Scalable Multi-Class Bayesian Support Vector Machines for Structured and Unstructured Data
This work provides a scalable Bayesian method for classification with uncertainty estimation, addressing needs in domains like active learning and adversarial detection, though it is incremental as it builds on existing SVM and Bayesian frameworks.
The authors tackled the problem of multi-class classification for both structured and unstructured data by introducing a Bayesian multi-class support vector machine with variational inference and inducing point approximations, achieving improved training time and accuracy on 68 structured and two unstructured datasets compared to competitors.
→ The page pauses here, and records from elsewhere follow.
PR #2862, opened 2025-03-21
feat: include firebase google auth requirements in ios configure workflow

jfmcquade:
PR Checklist

## Description

In order to handle Google auth, iOS apps are required to declare a URL that will be used to reopen the app as part of the Google login flow. This is achieved by including the URL it in a list of "custom URL schemes" declared in the iOS manifest file, `Info.plist`.

This is available through the Firebase-specific `GoogleService-Info.plist` file, but I believe this `REVERSED_CLIENT_ID` URL would be required when integrating Google sign in via any auth provider.

This PR also includes the updated cocoapods configuration from #2834.

## Testing

There isn't too much to test here beyond my testing of the ios builds. I've uploaded a debug build to appetize [here](https://appetize.io/app/ios/international.idems.debug-app?device=iphone14pro&osVersion=16.2&toolbar=true), built from this branch, for which the login flow is working (navigate to template `example_auth` to test).

## Git Issues

Closes #2834

### Deployment without auth enabled

Deployments without an auth provider (here I used the debug deployment and commented out the relevant lines in the config) populate this property with an empty string on `yarn workflow ios configure`:

Screenshot 2025-03-21 at 16 29 14

In this case, the app still builds and runs successfully:

Screenshot 2025-03-21 at 16 33 21

### Deployment with auth enabled

Here I used the debug deployment, and finished configuring Google Auth from the firebase console. I've updated the `GOOGLE_SERVICES_PLIST ` secret on the [debug content repo](https://github.com/IDEMSInternational/app-debug-content/settings/secrets/actions). 

When running the ios configure workflow, the new var is populated:

Screenshot 2025-03-24 at 11 36 16

And the login flow functions as expected:

Screenshot 2025-03-24 at 11 38 02

### `plh_kids_kw` deployment

The login flow functions as expected when built for iOS simulator from this branch:

Screenshot 2025-03-24 at 11 19 47


esmeetewinkel (approved):
Functional test passed.

documentation/docs/developers/building-and-deploying-to-ios.md
```diff
@@ -33,17 +33,17 @@ If the deployment has not previously been built for iOS, follow these steps
...
 4. Run `yarn build`
 5. Run `npx cap sync ios`
 6. Run `npx cap open ios` to open the project in XCode.
-7. Open the Firebase console and fetch the relevant `GoogleService-Info.plist` file for the deployment's registered app. Copy the file to `ios/App/App/GoogleService-Info.plist`.
-8. In order to sign the app, in XCode navigate to `App > Targets > App Signing & capabilities`. Set the value for the development team, using "Add account" if you have not previously configured XCode with a development team. Ensure that the option "Automatically manage signing" is checked.
-9. Now build the app to a target simulator to test functionality.
-10. When ready to upload the app to App Store Connect, set the target as "Any iOS device (arm64)", and go to `Product > Archive`.
+7. In order to sign the app, in XCode navigate to `App > Targets > App Signing & capabilities`. Set the value for the development team, using "Add account" if you have not previously configured XCode with a development team. Ensure that the option "Automatically manage signing" is checked.
```
chrismclarke, line 42: Thanks for updating this docs, still handy to have as we slowly migrate more over to CI

ios/App/App.xcodeproj/project.template.pbxproj
```diff
@@ -359,6 +359,7 @@
 				CODE_SIGN_STYLE = Automatic;
 				CURRENT_PROJECT_VERSION = ${VERSION_CODE};
 				DEVELOPMENT_TEAM = CHLBG6683N;
+				GOOGLE_REVERSED_CLIENT_ID = "${GOOGLE_REVERSED_CLIENT_ID}";
```
chrismclarke, line 362: +1 - good to see this pattern working, will make it much easier to avoid need for hardcoded changes.

I'm also guessing if we need to opt out in the future we could just do a regex search for the templated string and remove the line when templating (as part of the env-parser script), but not a priority for now

packages/@idemsInternational/env-replace/src/index.ts
```diff
@@ -195,8 +195,9 @@ class EnvReplaceClass {
   private logSummary() {
     const tableSummary = [];
     for (const [fileName, replacements] of Object.entries(this.summary)) {
-      for (const [varName, value] of Object.entries(replacements)) {
-        tableSummary.push({ fileName, varName, value });
+      for (let [varName, value] of Object.entries(replacements)) {
+        const truncatedValue = value.length > 40 ? value.slice(0, 37) + "..." : value;
```
chrismclarke, line 199: +1 - nice idea, yeah console tables don't wrap or flow nicely at all. 

nit(non-blocking): the `let` above can go back to `const` (guessing you had originally updated the value directly and then decided to use intermediate variable which I agree is a little bit cleaner)

packages/scripts/src/tasks/providers/ios.ts
```diff
@@ -56,6 +76,43 @@ function convertToValidIOSAppId(appId: string) {
...
+/**
+ * Get deployment-specific custom URL schemes, used for deep linking.
+ * Currently just REVERSED_CLIENT_ID, required for Google Auth integration
+ * TODO: make this step optional, allowing for deployments without Google Auth integration, for example
+ */
+function getCustomUrlSchemes(authProvider: IiOSBuildOptions["authProvider"]) {
+  let GOOGLE_REVERSED_CLIENT_ID = "";
+  if (authProvider) {
+    // TODO: handle other auth providers
+    if (authProvider === "firebase") {
```
chrismclarke, line 88: nit(non-blocking): I'm not sure if this method really needs generalising right now as even if using supabase I'm pretty sure we'd need google services/plist if wanting to offer google-based sign-in, although if looking ahead I'd say might be good to throw an error if any other authProvider detected just so we know we need to review the code

chrismclarke (approved):
Really like how all these pieces have come together for this PR, feels like a tidy way to go about supporting the various configuration updates required.

See a few minor (non-blocking) comments inline, but overall I'd say good to go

We introduce a new Bayesian multi-class support vector machine by formulating a pseudo-likelihood for a multi-class hinge loss in the form of a location-scale mixture of Gaussians. We derive a variational-inference-based training objective for gradient-based learning. Additionally, we employ an inducing point approximation which scales inference to large data sets. Furthermore, we develop hybrid Bayesian neural networks that combine standard deep learning components with the proposed model to enable learning for unstructured data. We provide empirical evidence that our model outperforms the competitor methods with respect to both training time and accuracy in classification experiments on 68 structured and two unstructured data sets. Finally, we highlight the key capability of our model in yielding prediction uncertainty for classification by demonstrating its effectiveness in the tasks of large-scale active learning and detection of adversarial images.